Items listed in a dataset
----
PR #1936, opened 2020-11-26
Workflow is required always, even when no default workflow

fiskus:
Workflow can be optional for package creation. But UI element is mandatory and should have value always

Screenshot from 2020-11-24 12-37-18

### DIFF
--- a/catalog/app/containers/Bucket/PackageDialog/PackageDialog.js
+++ b/catalog/app/containers/Bucket/PackageDialog/PackageDialog.js
@@ -178,7 +178,7 @@ const useWorkflowInputStyles = M.makeStyles((t) => ({
   },
 }))
 
-export function WorkflowInput({ errors, input, meta, workflowsConfig }) {
+export function WorkflowInput({ input, meta, workflowsConfig, errors = {} }) {
   const classes = useWorkflowInputStyles()
 
   const disabled = meta.submitting || meta.submitSucceeded
@@ -191,7 +191,7 @@ export function WorkflowInput({ errors, input, meta, workflowsConfig }) {
       onChange={input.onChange}
       value={input.value}
       disabled={disabled}
-      error={errors[errorKey]}
+      error={errorKey ? (errors[errorKey] || errorKey) : undefined}
     />
   )
 }
--- a/catalog/app/containers/Bucket/PackageDialog/PackageDialog.js
+++ b/catalog/app/containers/Bucket/PackageDialog/PackageDialog.js
@@ -155,10 +155,11 @@ const useWorkflowInputStyles = M.makeStyles((t) => ({
   },
 }))
 
-export function WorkflowInput({ input, meta, workflowsConfig }) {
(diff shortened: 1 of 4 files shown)


fiskus:
@nl0 **Why `isRequired` removed**
UI data is not identical to config.yml. Config doesn't have "No workflow" option, UI has. UI always have some workflow - some workflow from config.yml or "No workflow". Thus UI always required workflow, and this property is not needed.

catalog/app/containers/Bucket/PackageDialog/SelectWorkflow.js
```diff
@@ -51,6 +62,7 @@ export default function SelectWorkflow({ className, disabled, items, onChange, v
         ))}
       </M.Select>
       <M.FormHelperText>
+        {error && <span className={classes.error}>{error}</span>}
```
nl0, line 65:
```suggestion
        {!!error && <span className={classes.error}>{error}</span>}
```

catalog/app/containers/Bucket/PackageDialog/PackageDialog.js
```diff
@@ -190,6 +191,7 @@ export function WorkflowInput({ input, meta, workflowsConfig }) {
       onChange={input.onChange}
       value={input.value}
       disabled={disabled}
+      error={errors[errorKey]}
```
nl0, line 194:
```suggestion
      error={errorKey ? (errors[errorKey] || errorKey) : undefined}
```

catalog/app/containers/Bucket/PackageDialog/PackageDialog.js
```diff
@@ -178,10 +178,11 @@ const useWorkflowInputStyles = M.makeStyles((t) => ({
   },
 }))
 
-export function WorkflowInput({ input, meta, workflowsConfig }) {
+export function WorkflowInput({ errors, input, meta, workflowsConfig }) {
```
nl0, line 181:
```suggestion
export function WorkflowInput({ input, meta, workflowsConfig, errors = {} }) {
```

nl0:
> **Why `isRequired` removed**
> UI data is not identical to config.yml. Config doesn't have "No workflow" option, UI has. UI always has some workflow - some workflow from config.yml or "No workflow". Thus UI always requires workflow, and this property is not needed.

ok that makes sense

nl0 (approved):

catalog/app/containers/Bucket/PackageDialog/PackageDialog.js
fiskus: `errors[errorKey] || errorKey` seems enough, as `{}[undefined]` will be `undefined`

fiskus: But this works for me as well

nl0: > `{}[undefined]` will be `undefined`

well, in theory there may be something under `"undefined"` key (`{ undefined: 1 }[undefined] === 1`)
----
If a line of the entries contains the string "this", it counts; report how many such lines there are, as a bare number.

_Exercise result_
3